I'm doing an exercise in algebraic geometry where I have to find an $\mathcal{O}_X$-module $\mathcal{G}$ over an algebraic variety $X$ such that the canonical morphism $$ (\mathcal{G}^{\mathbb{N}})_x\rightarrow (\mathcal{G}_x)^\mathbb{N}$$ Is not injective.
The problem has as hint to consider $X=\mathbb{A}^1(k)$, $x=0$, a sequence $\{a_n\}\subset \mathbb{A}^1\setminus \{0\}$ and the direct sum of the $\mathcal{O}_X$-modules whose support is the point $a_n$. But I can't figure out who are those modules!
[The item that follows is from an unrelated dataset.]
PR #4831, opened 2026-08-08
fix(dingtalk): closeout review — T3 source authority (all modes) + OPS-01 reversible deny-row evidence (Rev 4.4)

zensgit:
## What

Absorbs the closeout re-review (**CHANGES REQUESTED** against main=45cf3a7c51: 2 P1 + 1 P2) per its prescribed 收尾顺序, and lands the countersign-directed **Rev 4.4** erratum.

If the support of a sheaf of groups $\mathcal{F}$ is defined as the set of points $x\in X$ such that $\mathcal{F}_x\neq 0$. Then I think that a sheaf has a single point as support iff the sheaf is a skyscraper sheaf. But I can't give an structure of $\mathcal{O}_X$-module to an skyscraper sheaf.
I have an example of such a $\mathcal{G}$ when $X$ is a disjoint union of numerable copies of $\mathbb{A}^1$, but this is not an algebraic variety.
If you can give me an example that works or explain me the hint better I will be grateful. Thanks in advance.